→ DATA FOR ANALYSIS:
PR #1154, opened 2024-09-24
Update AND and OR operation evaluation to properly propagate errors

clemire:
Logical AND and ORs were dropping errors and causing false negatives for entitlement evaluations. This PR makes changes Logical operand evaluation to ignore errors only when we definitely know the user was or was not entitled.

specifically, for AND operations:
- if a single child evaluates to false, return false
- otherwise, if either errors, return an error

For OR operations:
- if a single child evaluates to true, return true
- otherwise, if either child operation errors, return an error

### DIFF
--- a/core/xchain/entitlement/check_operation.go
+++ b/core/xchain/entitlement/check_operation.go
@@ -179,11 +179,14 @@ func (e *Evaluator) evaluateMockOperation(
 	if result != nil {
 		return false, result
 	}
-	if op.ChainID.Sign() != 0 {
-		return true, nil
-	} else {
-		return false, nil
+
+	if (op.ContractAddress != common.Address{}) {
+		// Grab last two digits of contract address as a unique identifier of which check
+		// caused the error, for ease of reading.
+		code := fmt.Sprintf("%v", op.ContractAddress)[40:]
+		return false, fmt.Errorf("intentional failure (%v)", code)
 	}
+	return op.ChainID.Sign() != 0, nil
 }
 
 func (e *Evaluator) evaluateIsEntitledOperation(
--- a/core/xchain/entitlement/check_operation.go
+++ b/core/xchain/entitlement/check_operation.go
@@ -182,7 +182,7 @@ func (e *Evaluator) evaluateMockOperation(
 
 	if (op.ContractAddress != common.Address{}) {
 		// Grab last two digits of contract address as a unique identifier of which check
-		// caused the error, for ease of reading.
+		// caused the error, for ease of debugging test cases.
 		code := fmt.Sprintf("%v", op.ContractAddress)[40:]
 		return false, fmt.Errorf("intentional failure (%v)", code)
 	}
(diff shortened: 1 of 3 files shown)


core/xchain/entitlement/check_operation.go
```diff
@@ -179,11 +179,14 @@ func (e *Evaluator) evaluateMockOperation(
...
-	if op.ChainID.Sign() != 0 {
-		return true, nil
-	} else {
-		return false, nil
+
+	if (op.ContractAddress != common.Address{}) {
+		// Grab last two digits of contract address as a unique identifier of which check
+		// caused the error, for ease of debugging test cases.
+		code := fmt.Sprintf("%v", op.ContractAddress)[40:]
+		return false, fmt.Errorf("intentional failure (%v)", code)
```
bas-vk, line 187: You can also do `fmt.Errorf("intentional failure (%x%x)", op.ContractAddress[18], op.ContractAddress[19])` to save on mem allocations.

core/xchain/entitlement/entitlement.go
```diff
@@ -26,6 +26,21 @@ func (e *Evaluator) EvaluateRuleData(
 	return e.evaluateOp(ctx, opTree, linkedWallets)
 }
 
+func isNilOrCancelled(err error) bool {
+	return err == nil || err == context.Canceled
```
bas-vk, line 30: Consider using `errors.Is(err, context.Cancelled)`. This also verifies is err is wrapped around a canceled err which is probably what you want to check for.

core/xchain/entitlement/entitlement.go
```diff
@@ -88,26 +130,39 @@ func (e *Evaluator) evaluateOrOperation(
...
 		}
 		wg.Done()
 	}()
 
 	wg.Wait()
-	return leftResult || rightResult, nil
+	// If at least one child evaluates as entitled, log any errors and return a true result.
+	if leftResult || rightResult {
+		return true, nil
+	} else {
```
bas-vk, line 155: To improve readability you can remove the else part and reduce nesting 1 lvl.

core/xchain/entitlement/entitlement.go
```diff
@@ -88,26 +130,39 @@ func (e *Evaluator) evaluateOrOperation(
...
+		if leftErr != nil && rightErr != nil {
+			return false, fmt.Errorf("%w; %w", leftErr, rightErr)
+		} else {
+			finalErr := leftErr
+			if rightErr != nil {
+				finalErr = rightErr
+			}
+			return false, finalErr
```
bas-vk, line 163: The and operation logic checks if an error was the result of the context cancelled. Should that be checked here as well?

core/xchain/entitlement/entitlement.go
clemire: Nice, thank you!

core/xchain/entitlement/entitlement.go
clemire: Yes, I think so. Probably I just didn't catch this because it didn't occur when I was running tests.

texuf (approved):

→ WORK INSTRUCTION: Find the string "false" in the material above. Then copy each line that has it.

→ ANSWER TO THIS PROBLEM:
Logical AND and ORs were dropping errors and causing false negatives for entitlement evaluations. This PR makes changes Logical operand evaluation to ignore errors only when we definitely know the user was or was not entitled.
- if a single child evaluates to false, return false
 		return false, result
-		return false, nil
+		return false, fmt.Errorf("intentional failure (%v)", code)
 		return false, fmt.Errorf("intentional failure (%v)", code)
-		return false, nil
+		return false, fmt.Errorf("intentional failure (%v)", code)
+			return false, fmt.Errorf("%w; %w", leftErr, rightErr)
+			return false, finalErr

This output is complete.